→ WHAT IS EXPECTED: The answer is every record that follows, printed exactly.

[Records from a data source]
= = =

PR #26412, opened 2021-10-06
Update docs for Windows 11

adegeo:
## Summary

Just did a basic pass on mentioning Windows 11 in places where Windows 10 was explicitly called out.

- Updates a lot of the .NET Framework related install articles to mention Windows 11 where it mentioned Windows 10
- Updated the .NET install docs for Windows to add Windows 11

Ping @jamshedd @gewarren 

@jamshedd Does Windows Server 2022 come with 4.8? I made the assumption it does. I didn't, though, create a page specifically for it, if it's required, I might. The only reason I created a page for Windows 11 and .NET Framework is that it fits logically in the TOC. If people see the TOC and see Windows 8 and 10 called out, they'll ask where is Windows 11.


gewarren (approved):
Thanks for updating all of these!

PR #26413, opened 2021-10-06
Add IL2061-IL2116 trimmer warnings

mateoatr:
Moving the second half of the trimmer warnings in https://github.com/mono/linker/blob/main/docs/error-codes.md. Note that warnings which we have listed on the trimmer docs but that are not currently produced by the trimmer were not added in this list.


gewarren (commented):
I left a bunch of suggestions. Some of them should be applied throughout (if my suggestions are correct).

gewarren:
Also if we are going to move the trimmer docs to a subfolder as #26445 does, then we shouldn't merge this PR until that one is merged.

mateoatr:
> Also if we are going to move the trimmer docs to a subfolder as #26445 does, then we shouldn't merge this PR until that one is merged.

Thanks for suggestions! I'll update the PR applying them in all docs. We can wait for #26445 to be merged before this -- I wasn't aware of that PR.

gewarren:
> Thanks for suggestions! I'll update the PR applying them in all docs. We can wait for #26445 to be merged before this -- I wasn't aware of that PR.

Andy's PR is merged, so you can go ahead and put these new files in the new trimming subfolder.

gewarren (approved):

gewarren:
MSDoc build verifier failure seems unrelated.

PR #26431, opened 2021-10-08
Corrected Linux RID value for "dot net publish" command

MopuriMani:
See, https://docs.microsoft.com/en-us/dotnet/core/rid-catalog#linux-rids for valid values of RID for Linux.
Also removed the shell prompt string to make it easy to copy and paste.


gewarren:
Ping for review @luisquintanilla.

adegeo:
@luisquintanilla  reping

= = =

→ REPLY:
PR #26412, opened 2021-10-06
Update docs for Windows 11

adegeo:
## Summary

Just did a basic pass on mentioning Windows 11 in places where Windows 10 was explicitly called out.

- Updates a lot of the .NET Framework related install articles to mention Windows 11 where it mentioned Windows 10
- Updated the .NET install docs for Windows to add Windows 11

Ping @jamshedd @gewarren 

@jamshedd Does Windows Server 2022 come with 4.8? I made the assumption it does. I didn't, though, create a page specifically for it, if it's required, I might. The only reason I created a page for Windows 11 and .NET Framework is that it fits logically in the TOC. If people see the TOC and see Windows 8 and 10 called out, they'll ask where is Windows 11.


gewarren (approved):
Thanks for updating all of these!

PR #26413, opened 2021-10-06
Add IL2061-IL2116 trimmer warnings

mateoatr:
Moving the second half of the trimmer warnings in https://github.com/mono/linker/blob/main/docs/error-codes.md. Note that warnings which we have listed on the trimmer docs but that are not currently produced by the trimmer were not added in this list.


gewarren (commented):
I left a bunch of suggestions. Some of them should be applied throughout (if my suggestions are correct).

gewarren:
Also if we are going to move the trimmer docs to a subfolder as #26445 does, then we shouldn't merge this PR until that one is merged.

mateoatr:
> Also if we are going to move the trimmer docs to a subfolder as #26445 does, then we shouldn't merge this PR until that one is merged.

Thanks for suggestions! I'll update the PR applying them in all docs. We can wait for #26445 to be merged before this -- I wasn't aware of that PR.

gewarren:
> Thanks for suggestions! I'll update the PR applying them in all docs. We can wait for #26445 to be merged before this -- I wasn't aware of that PR.

Andy's PR is merged, so you can go ahead and put these new files in the new trimming subfolder.

gewarren (approved):

gewarren:
MSDoc build verifier failure seems unrelated.

PR #26431, opened 2021-10-08
Corrected Linux RID value for "dot net publish" command

MopuriMani:
See, https://docs.microsoft.com/en-us/dotnet/core/rid-catalog#linux-rids for valid values of RID for Linux.
Also removed the shell prompt string to make it easy to copy and paste.


gewarren:
Ping for review @luisquintanilla.

adegeo:
@luisquintanilla  reping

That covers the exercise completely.